PR #13045, opened 2023-11-28
Nested transactions / calling flows needs to be informed about the rollback

ca-stefan-cordes:
The transaction may be rolledback tue to timeout and then the calling flow must not continue when the child transaction has been rolled back.
The parent needs to be "informed" via Exception that something went wrong.


ca-stefan-cordes:
ping

Issue #1622, opened 2026-07-02
Process-wide type-symbol caches are never evicted — cross-compilation memory leak that defeats ReferenceResolver.Dispose


DavidObando:
- **Category**: performance
- **Severity**: P2
- **Location**: src/Core/CodeAnalysis/Symbols/ReferenceResolver.cs:152-176 vs the static caches at NullableTypeSymbol.cs:21, SliceTypeSymbol.cs:25, MapTypeSymbol.cs:25, PointerTypeSymbol.cs:25, ByRefTypeSymbol.cs:16, ArrayTypeSymbol.cs:21, SequenceTypeSymbol.cs:16, AsyncSequenceTypeSymbol.cs:21, ChannelTypeSymbol.cs:22, TupleTypeSymbol.cs:25, FunctionPointerTypeSymbol.cs:27, StructSymbol.cs:21/28/36, InterfaceSymbol.cs:21, DelegateTypeSymbol.cs:33
- **Evidence**:
```csharp
// ReferenceResolver.Dispose():
ImportedTypeSymbol.ClearCache();
...
FunctionTypeSymbol.ClearCache();
```
Only 2 of ~15 static `ConcurrentDictionary` caches have a `ClearCache`. E.g. `NullableTypeSymbol` holds the MLC-projected CLR type, `SliceTypeSymbol` holds `GetEffectiveClrType(elementType)?.MakeArrayType()`, and `StructSymbol.ConstructedCache` is keyed by per-compilation `StructSymbol` definitions (which reference `Declaration` syntax trees).
- **Problem**: Dispose's stated goal is that "the disposed context's `Type` objects can be garbage-collected", but Nullable/Slice/Map/Pointer/etc. entries keyed by (now-orphaned) `ImportedTypeSymbol` instances still pin the disposed `MetadataLoadContext` object graph, and the three constructed-generic caches root every generic definition, its constructed instances, and their syntax trees for the process lifetime. In long-lived hosts memory grows without bound; stale entries are unreachable via lookups so they are pure leak. (Overlaps with perf-sweep static-cache finding — same root cause; merge.)
- **Suggested fix**: Add `ClearCache()` to the remaining caches and call them from `ReferenceResolver.Dispose` (or move interning into a per-compilation cache object owned by the Compilation).
- **Confidence**: high

---
*Found by an automated multi-agent code review with Claude Code. `file:line` references are relative to commit `1e7e5a91`.*

Issue #420, opened 2026-06-04
[P3] CIL emit: latent / fragile emit and metadata code paths (technical debt)


DavidObando:
## Summary

Tracking issue for **P3** findings from the CIL emit code review (4-agent sweep on `main` @ `a3a7f0b`). P3 = latent / fragile / cosmetic. None of these is a current user-visible bug, but each is a code-smell or fragile invariant that risks turning into a P0/P1 the moment a related feature lands. Flagged here so the next person touching the area is aware.

Companion issues:
- P0: `InvalidProgramException` / exception swallowing
- P1: side-effect duplication, walker blind spots, etc.
- P2: pattern emit / conversion / PDB quality

**Baseline.** Clean build, 0 warnings, 1812 tests passing.

---

### P3-1. CLR method-group on a struct receiver assumes the receiver can be used as an `object` reference

`ReflectionMetadataEmitter.cs` (around the indirect-call emit). Today gated by the binder, but no defensive `box` exists in the emitter. If a future binder change allows method-group conversions where the source is a struct, emit will produce unverifiable IL.

### P3-2. Type pattern against `Nullable<T>` would mis-behave due to special CLR boxing rules

Pattern emit assumes `isinst` on the boxed value. CLR has special handling that boxes `Nullable<T>` as either `null` or the value `T`; pattern `case T` would match the latter unexpectedly. Not reachable today because the binder forbids the shape; document the assumption so a future binder change is forced to revisit emit.

### P3-3. Pre-allocated slot dictionaries (`structLiteralSlots`, `receiverSpillSlots`, `defaultExpressionSlots`, `mapIndexSlots`) are one-shot, keyed by node identity

Sharing a node across two emit positions would alias the slot. Defensive only — no current binder/lowering path produces shared nodes. Add an assertion or rework keying to `(node, parentContext)` if any future rewriter starts sharing.

### P3-4. `EmitFieldAssignment` reloads the receiver after the store

If the value expression mutates the receiver variable, the read-back uses the mutated value. Binder likely forbids the shape today; verify and document. (Side-effect duplication on a more exotic path than the indexer/property ones in P1.)

### P3-5. Null-coalesce path uses `dup; brtrue` which is illegal for struct values

Gated by the encoder rejecting value-type nullables today (same as P2-7). Will go from "unreachable" to "P0 invalid IL" the moment nullable value types are wired up end-to-end.

### P3-6. `EmitCatchClauses` assumes `clause.Variable` is non-null and has a slot

[...]

Issue #3828, opened 2026-09-02
test: ConversionEmitTests.CompileToAssembly leaks every emitted fixture into the default load context, so emit shards flake on test order


DavidObando:
Split out of #3818 so that issue can close with #3825, which fixes only its `cs2gs-remainder` half.
This is the half #3818 was originally filed about, now root-caused rather than hypothesised.

## Symptom

`tests (compiler-emit-remainder)`, intermittently:

```
Int32_To_Enum_Cast_Produces_Corresponding_Enum_Value [FAIL]
  gsc failed:
  test.gs(7,12,7,20): error GS0156: Cannot convert type 'P.Color' to 'Color'.
      An explicit conversion exists (are you missing a cast?)
```

Seen on `main` at `510ff7bef`
([job 100058109517](https://github.com/DavidObando/gsharp/actions/runs/33568823940/job/100058109517))
and again on PR #3825
([job 100317019106](https://github.com/DavidObando/gsharp/actions/runs/33650777321/job/100317019106)).
Note the error is a **gsc diagnostic**, not a reflection failure.

## Mechanism

`test/Compiler.Tests/Emit/ConversionEmitTests.cs`:

```csharp
compileExit = Program.Main(new[] { "/out:" + outPath, "/target:library", ... , srcPath });
...
var bytes = File.ReadAllBytes(outPath);
return Assembly.Load(bytes);
```

1. gsc runs **in-process** with **no `/reference:`**, so it resolves imports against the host's
   ambient assembly set.
2. `Assembly.Load(byte[])` puts each emitted fixture into the **default, non-collectible** load
   context, permanently.
3. `ReferenceResolver.BuildHostAssemblies()` enumerates `AppDomain.CurrentDomain.GetAssemblies()`
   and excludes only dynamic and *collectible* contexts (#3235) — so every previously-emitted
   fixture is offered to every later compile as a reference.
4. A later fixture that also declares `package P` with its own `Color` binds the earlier fixture's
   `P.Color` and the compile fails.

Order-dependent, and it does not reproduce narrowly:
`dotnet test test/Compiler.Tests -c Release --filter FullyQualifiedName~ConversionEmitTests` is
79/79 green locally. The colliding `package P` comes from another class in the shard, so the whole
`compiler-emit-remainder` process is required — the same shape as the cs2gs half, which needed
`Adr0169Gsa0005ParityTests` to run first.

## Fix

[...]

PR #3833, opened 2026-09-02
gsc: the imported-type-symbol cache must be load-context sensitive (#3826)

### LINKED ISSUE #3826: gsc: a CLR Type from one compilation reaches a later compilation's binder through a process-wide cache
Split out of #3818, where it was the underlying cause. #3825 removed the
*duplicate identities* that made it fatal; the leak itself is still there.

## What was observed

While reproducing #3818 (`Adr0169Gsa0005ParityTests` + `Adr0169AnalyzerTranslationTests`
in one test host, ~50% failure), the GS0159 site was instrumented at
`ExpressionBinder.BindAccessorCall`. On a failing run, for
`baseNode.FirstAncestorOrSelf[FunctionDeclarationSyntax]()`:

```
clr=GSharp.Core.CodeAnalysis.Syntax.SyntaxNode
recvAsmId=42766207  typeArgAsmIds=61859700  sameAsm=False
resolverRecv=64174338  recvIsCurrent=False
recvAlc=<unnamed>  recvIsDefaultAlc=False  recvInResolverList=False
```

The receiver's CLR `Type` came from an **unnamed, non-default
`AssemblyLoadContext` that is not in the current resolver's assembly list** —
i.e. a `DriverReferenceLoadContext` created by an *earlier* compilation in the
same process. The current resolver would have resolved the same full name
(`resolverRecv`) to a different instance, and the explicit type argument did.

Every symbol/member cache reachable from that path is keyed on `Type` or
`Assembly` and is cleared from `ReferenceResolver.Dispose`
(`ImportedTypeSymbol`, `MemberLookup`, `ClrTypeUtilities`, the constructed-type
caches, …), so the exact carrier was not identified. It is worth finding: any
such leak is a silent-wrong-answer hazard of the #3705 load-context family, and
it is not confined to tests — the language server and the analyzer/generator
hosts all run many compilations in one process.

## Why it matters even after #3825

#3825 makes `WithRuntimeReferences` reuse the host's assembly when the path is
already loaded, so the common case now has one identity and a leaked `Type`
is harmless. A compilation that legitimately loads a *different* assembly
privately (a real `/reference:` to a user assembly, cross-targeting) still has
two contexts alive, and a leak between two such compilations would reproduce
the same class of failure — an opaque "Cannot find function X" for a method
that exists, or a silently-taken wrong arm.

## Suggested direction

Add a debug-only invariant to `ReferenceResolver`: any `Type` the binder
receives must belong to an assembly in that resolver's own list. Running the
existing suites with it on should name the carrier in one pass.

Refs #3818, #3825, #3705, #1622.

DavidObando:
Fixes #3826.

#3825 removed the *duplicate identities* that made this fatal. The leak itself
was still there, and #3826 asked for the carrier by name. It is:

> **`ImportedTypeSymbol`'s process-wide cache — specifically its key.**

## How it carries a Type across compilations

```csharp
private static readonly ConditionalWeakTable<Assembly, ConcurrentDictionary<Type, ImportedTypeSymbol>> Cache = new();

var assemblyCache = Cache.GetValue(
    type.Assembly,
    static _ => new ConcurrentDictionary<Type, ImportedTypeSymbol>(TypeIdentityComparer.Instance));
return assemblyCache.GetOrAdd(type, static t => new ImportedTypeSymbol(t));
```

`TypeIdentityComparer` compares by `Type.AssemblyQualifiedName` — deliberately,
for #420, so the emitter collapses one logical type reached by several paths
into one `TypeRef` row. Two copies of the *same file* loaded into two different
`AssemblyLoadContext`s have **identical** assembly-qualified names, so that
comparer cannot tell them apart.

The outer `ConditionalWeakTable` bucket looks like it saves us — it is keyed on
the `Assembly` instance, which does differ per context. It does not, because it
is keyed on **the type's own assembly**, not on the assemblies the type is
*built from*. For a constructed generic whose definition lives in a shared
assembly, both compilations land in the same bucket:

| | `ImmutableArray<SyntaxNode>` from compilation A | …from compilation B |
|---|---|---|
| outer key (`type.Assembly`) | host `System.Collections.Immutable` | **same instance** |
| inner key (AQN) | `…ImmutableArray\`1[[…SyntaxNode, GSharp.Core, …]]` | **same string** |

So `ImportedTypeSymbol.Get(ImmutableArray<B.SyntaxNode>)` returns **A's**
symbol, whose `ClrType` and `TypeArguments` are A's. Every type derived from it
downstream — notably a `for` loop variable's element type — is A's too.

That is exactly the #3818 shape: `baseNode` (element of
`ImmutableArray<SyntaxNode>`) carried the *previous* compilation's `SyntaxNode`
while the explicit type argument `FunctionDeclarationSyntax` came from the
current one, `MakeGenericMethod` threw, `ClrOverloadResolution` dropped the only
candidate per C# §7.5.2, and the call reported "Cannot find function
FirstAncestorOrSelf" about a method that plainly exists.

Introduced by #2341, which changed the cache from a reference-keyed
`ConcurrentDictionary<Type, …>` (cleared on dispose) to this shape.

## Instrumented evidence

Tagging every `TypeSymbol` with a monotonic resolver generation and a creation
stack, then dumping at the GS0159 site on a failing run:

```
=== LeakProbe GS0159-imported:FirstAncestorOrSelf gen=21 symbol=ImportedTypeSymbol ===
  name=GSharp.Core.CodeAnalysis.Syntax.SyntaxNode  alc=<unnamed>
  symbolCreatedInGen=1
  creationStack:
   ImportedTypeSymbol.Get  <- TypeSymbol.FromClrType
   <- MemberLookup.MapOpenClrTypeToSymbolic  <- MemberLookup.GetClrPropertyTypeSymbol
   <- ExpressionBinder.BindAccessorStep
   <- Compilation.Emit  <- Adr0169Gsa0005ParityTests.CompileTranslatedGsa0005
  reportStack:
   ExpressionBinder.BindAccessorCall <- … <- StatementBinder.BindForRangeStatement
   <- Compilation.get_BoundProgram
   <- Adr0169AnalyzerTranslationTests.SemanticModelAnalyzer_TranslatesDeclarationAndOverrideIdioms
```

The **symbol object itself**, not merely a `Type`, was created in generation 1
(`Adr0169Gsa0005ParityTests`) and consumed in generation 21
(`Adr0169AnalyzerTranslationTests`). A bounded BFS from every static field in
`GSharp.Core` — taught to see through `ConditionalWeakTable`, which is where the
first attempt went blind — then produced the retaining path in one line:

```
rootScan: nodes=2061 found=True
  <- GSharp.Core.CodeAnalysis.Symbols.ImportedTypeSymbol.Cache [ConditionalWeakTable`2]
  <- {value} [ConcurrentDictionary`2]
  <- {value} [ImportedTypeSymbol]
```

#3826 predicted "every cache reachable on that path is `Type`- or
`Assembly`-keyed", and that is where the previous investigation stopped. It is
true and it is not sufficient: **being keyed on `Type` only helps if the key
compares by identity.** This one compares by name.

Corollary worth recording: `ImportedTypeSymbol.ClearCache()`, which
`ReferenceResolver.Dispose` calls with a comment claiming it clears the cache,
has been an **empty method** since #2341. That is a documentation defect, not
the bug — and clearing is deliberately *not* the fix (see below).

## The fix

`LoadContextSensitiveTypeComparer`: the same structural identity as
`TypeIdentityComparer`, plus a walk over the type's constituents (element type,
generic arguments) requiring the same `Assembly` **instance** at every position.
Hash stays name-based — a bucketing hint — and equality does the real test, the
same shape as the existing `TypeArgsKey`.

Two instances of one logical type reached by different paths inside a *single*
context still collapse, because a load context returns one `Assembly` instance
per identity, so #420's dedup is preserved. `ImportedTypeSymbol.Cache` is the
only process-wide consumer of `TypeIdentityComparer`; `MetadataTokenCache`'s
dictionaries are instance fields scoped to one emit, and the two
`ExpressionBinder` uses compare against a core-library type by name on purpose.

`ClearCache` stays a no-op. Clearing would only paper over the sequential case
and would leave two *live* resolvers aliasing each other; and the caches
`Dispose` really does clear have a churn hazard (symbols obtained before and
after a clear stop being reference-equal) that is not worth re-adding. The
misleading comments on both sides are corrected instead.

## Reproduction and measurement

`Issue3826CrossCompilationTypeIdentityTests` reproduces the leak
**deterministically in ~0.4s**, with no ordering dependence: it copies
`GSharp.Core.dll` to a path the host has not loaded (so #3825's path-equality
reuse does not apply and each resolver really does mint a private copy), takes
`SyntaxNode` from two successive resolvers, and closes `ImmutableArray<>` over
each.

| test | on `main` | here |
|---|---|---|
| `TwoPrivateReferenceContextsOverTheSamePath_ProduceDistinctTypes` | **passes** (anti-vacuity guard rail) | passes |
| `ConstructedGenericFromASharedAssembly_DoesNotAliasAcrossContexts` | fails | passes |
| `ACachedSymbolNeverHandsBackAnotherContextsTypeArgument` | fails | passes |

The first test is honestly labelled: it asserts only that the two contexts *are*
distinct, which is already true on `main`. It exists so a future change that
silently unified the two copies could not make the other two pass vacuously.

For the original flaky repro — `Adr0169Gsa0005ParityTests` +
`Adr0169AnalyzerTranslationTests` in one host — #3825's reuse **masks** the
symptom without fixing the leak, so measuring against it is meaningless. Both
arms below were run with that masking disabled, via this one-line local edit
(not committed):

```diff
-                Assembly? reused = TryReuseHostLoadedAssembly(fullPath);
+                Assembly? reused = Environment.GetEnvironmentVariable("GS_DISABLE_3825") == "1"
+                    ? null
+                    : TryReuseHostLoadedAssembly(fullPath);
```

```
GS_DISABLE_3825=1 dotnet test tools/cs2gs/Cs2Gs.Tests/Cs2Gs.Tests.csproj --no-build \
  --filter "FullyQualifiedName~Adr0169Gsa0005ParityTests|FullyQualifiedName~Adr0169AnalyzerTranslationTests"
```

| | runs | failures |
|---|---|---|
| without this fix | 10 | **4 (40%)** |
| with this fix | **32** (12 + 20) | **0** |

(#3825 measured the same repro at 18/43 = 42% before its own fix.)

Suites, locally: `Core.Tests` **8598/8598**; `Cs2Gs.Tests` **2664/2665**. The single failure is `Adr0151IfLetExpressionTranslationTests.Issue2819_SameVersionPackedToolAndSdk_CompileTranslatedPatternVariable`, which fails on its first line — `Assert.NotNull(ResolveLocalCs2GsPackage(repoRoot))` — because this worktree has no `out/bin/Release/nupkgs` (it has never run a Release pack). It never reaches the compiler, so it cannot be affected by this change. CI is the authority.

## Relationship to #3830

Same family, different layer, no file overlap — #3830 is the test helper
(emitted fixtures into a collectible context); this is the product cache. They
compose in the right direction: #3830 *increases* the number of distinct
collectible contexts holding same-named types in one process, which is exactly
the input the old name-only key mis-merged and the new key handles. Nothing in
`test/Compiler.Tests/Emit/ConversionEmitTests.cs` was touched here.

## The silent candidate drop — recommendation, not built

`ClrOverloadResolution.EvaluateCandidate` wraps `MakeGenericMethod` in
`catch (ArgumentException) { … return; }` at three sites. That conflates two
unrelated causes:

1. **Generic constraints not satisfied** — a genuine applicability failure.
   C# §7.5.2 says drop it silently. Correct as-is.
2. **Cross-load-context operands** — never a language-level "not applicable".
   It is a violation of the compiler's own type-plumbing invariant, and
   swallowing it converts an internal bug into a user-facing lie about a method
   that exists.

The two are separable *exactly*, without sniffing exception text: before
closing, every element of `typeArgs` must come from the same load context as
`mi.DeclaringType` — the code already reasons about this for the
`MetadataLoadContext` projection a few lines above. Recommendation, as its own
issue rather than in this PR:

- **Recommended:** detect the mismatch explicitly and report a distinct internal
  diagnostic in the `GS9998` ICE family ("cross-load-context operands closing
  `<method>`") instead of dropping. It surfaces the defect at its cause rather
  than as `GS0159` at a distant site. It needs a full-suite run of its own,
  because it turns any remaining silent misbind into a hard error — which is the
  point, but is a behaviour change.
- **Cheap fallback if that is too aggressive:** a `Debug`-only trace at the two
  catch sites recording the method, its declaring type's context, and each type
  argument's context. Zero release cost, and it would have turned this
  investigation from days into one run.
- **Rejected:** making `GS0159` explain why every candidate was dropped — too
  noisy, and it churns a large number of golden diagnostics.

Refs #3818, #3825, #3705, #1622, #2341, #420.

### DIFF
--- a/src/Core/CodeAnalysis/Symbols/ImportedTypeSymbol.cs
+++ b/src/Core/CodeAnalysis/Symbols/ImportedTypeSymbol.cs
@@ -114,9 +114,18 @@ public sealed class ImportedTypeSymbol : TypeSymbol
             throw new ArgumentNullException(nameof(type));
         }
 
+        // Issue #3826: the comparer must be load-context sensitive. Keying on
+        // the assembly-qualified name alone (TypeIdentityComparer) aliases two
+        // copies of one logical type loaded into different contexts, so a
+        // symbol — and the CLR Type it carries — created by one compilation
+        // answers a later compilation's lookup. The outer bucket does not
+        // prevent that: a constructed generic like ImmutableArray[SyntaxNode]
+        // is keyed by ITS OWN assembly (the host's System.Collections.Immutable,
+        // shared by every compilation in the process) while its argument comes
+        // from a private reference context.
         var assemblyCache = Cache.GetValue(
             type.Assembly,
-            static _ => new ConcurrentDictionary<Type, ImportedTypeSymbol>(TypeIdentityComparer.Instance));
+            static _ => new ConcurrentDictionary<Type, ImportedTypeSymbol>(LoadContextSensitiveTypeComparer.Instance));
         return assemblyCache.GetOrAdd(type, static t => new ImportedTypeSymbol(t));
     }
 
@@ -339,9 +348,16 @@ public sealed class ImportedTypeSymbol : TypeSymbol
     }
 
     /// <summary>
-    /// Legacy dispose hook. The cache is weakly keyed by assembly and each
-    /// per-assembly dictionary uses metadata identity for CLR types, so disposed
-    /// metadata contexts are collectable without process-wide clearing.
+    /// Legacy dispose hook, deliberately a NO-OP since #2341: the cache is
+    /// weakly keyed by assembly, so a disposed context's entries are
+    /// collectable without process-wide clearing.
+    /// <para>
+    /// Issue #3826: do NOT reintroduce clearing here as a fix for a
+    /// cross-compilation identity bug. Entries surviving a dispose is by
+    /// design; entries being FOUND by a different compilation's lookup was the
+    /// defect, and that is a property of the key
+    /// (<see cref="LoadContextSensitiveTypeComparer"/>), not of the lifetime.
+    /// </para>
     /// </summary>
     internal static void ClearCache()
     {
--- a/src/Core/CodeAnalysis/Symbols/LoadContextSensitiveTypeComparer.cs
+++ b/src/Core/CodeAnalysis/Symbols/LoadContextSensitiveTypeComparer.cs
@@ -1,0 +1,129 @@
+// <copyright file="LoadContextSensitiveTypeComparer.cs" company="GSharp">
+// Copyright (C) GSharp Authors. All rights reserved.
+// </copyright>
+
+using System;
+using System.Collections.Generic;
+using GSharp.Core.CodeAnalysis.Emit;
+
+namespace GSharp.Core.CodeAnalysis.Symbols;
+
+/// <summary>
+/// Issue #3826 (the #3705 load-context family): compares <see cref="Type"/>
+/// instances the way <see cref="TypeIdentityComparer"/> does — by structural
+/// identity — but ADDITIONALLY requires that every assembly the type is built
+/// from is the same <see cref="System.Reflection.Assembly"/> INSTANCE.
+/// </summary>
+/// <remarks>
+/// <para>
+/// <see cref="TypeIdentityComparer"/> keys on
+/// <see cref="Type.AssemblyQualifiedName"/>. Two copies of the same file loaded
+/// into two different <see cref="System.Runtime.Loader.AssemblyLoadContext"/>s
+/// have the SAME assembly-qualified name, so that comparer treats them as one
+/// type. That is exactly what #420 wanted for the emitter (collapsing duplicate
+/// <c>TypeRef</c> rows for one logical type reached by several paths inside ONE
+/// context), and exactly what a process-wide symbol cache must NOT do: it makes
+/// a <see cref="Type"/> from one compilation answer a later compilation's
+/// lookup.
+/// </para>
+/// <para>
+/// The dangerous case is a constructed generic whose DEFINITION lives in a
+/// shared assembly but whose ARGUMENTS come from a private reference context —
+/// <c>ImmutableArray&lt;SyntaxNode&gt;</c>, say. <c>ImportedTypeSymbol</c>'s
+/// outer cache bucket is keyed by <c>type.Assembly</c>, which for both
+/// constructions is the one host <c>System.Collections.Immutable</c>; only the
+/// inner comparer separates them, and a name-only comparer does not. The
+/// resulting cross-context symbol is silently wrong: closing a generic method
+/// over an operand from each side makes
+/// <see cref="System.Reflection.MethodInfo.MakeGenericMethod"/> throw, overload
+/// resolution drops the candidate per C# §7.5.2, and the call reports "Cannot
+/// find function &lt;name&gt;" about a method that plainly exists (#3818).
+/// </para>
+/// <para>
+/// Equality therefore keeps the structural check and adds a walk over the
+/// type's constituents (element type, generic arguments) requiring
+/// reference-equal assemblies at every position — the same "hash is a bucketing
+/// hint, equality is the real test" shape as <see cref="TypeArgsKey"/>. Two
+/// instances of one logical type reached by different paths inside a single
+/// context still collapse, because a load context returns one
+/// <see cref="System.Reflection.Assembly"/> instance per identity.
+/// </para>
+/// </remarks>
+internal sealed class LoadContextSensitiveTypeComparer : IEqualityComparer<Type>
+{
+    /// <summary>The singleton instance.</summary>
+    public static readonly LoadContextSensitiveTypeComparer Instance = new();
+
+    private LoadContextSensitiveTypeComparer()
+    {
+    }
+
+    /// <inheritdoc/>
+    public bool Equals(Type? x, Type? y)
+    {
+        if (ReferenceEquals(x, y))
+        {
+            return true;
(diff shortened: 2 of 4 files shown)


DavidObando:
CI: **35/35 green**, 0 failures (3 publish/deploy jobs skipped as usual).

Two shards worth calling out specifically:

- `tests (cs2gs-remainder)` — the gate this whole line of work is about — **passes**.
- `tests (compiler-emit-remainder)` **passes**. It was red on #3825 for the `ConversionEmitTests` flake filed as #3828; #3830 landed that half, so both halves of the family are now closed at their own layer.

The one local `Cs2Gs.Tests` failure noted in the description (`Issue2819_SameVersionPackedToolAndSdk_CompileTranslatedPatternVariable`) does not reproduce here, confirming it was the missing local `out/bin/Release/nupkgs` precondition in my worktree and not a behaviour failure.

____

◆ EXERCISE DIRECTIONS:
Pull out all lines from the listing that contain the string "missing".

◆ ANSWER BOX:
      An explicit conversion exists (are you missing a cast?)
The one local `Cs2Gs.Tests` failure noted in the description (`Issue2819_SameVersionPackedToolAndSdk_CompileTranslatedPatternVariable`) does not reproduce here, confirming it was the missing local `out/bin/Release/nupkgs` precondition in my worktree and not a behaviour failure.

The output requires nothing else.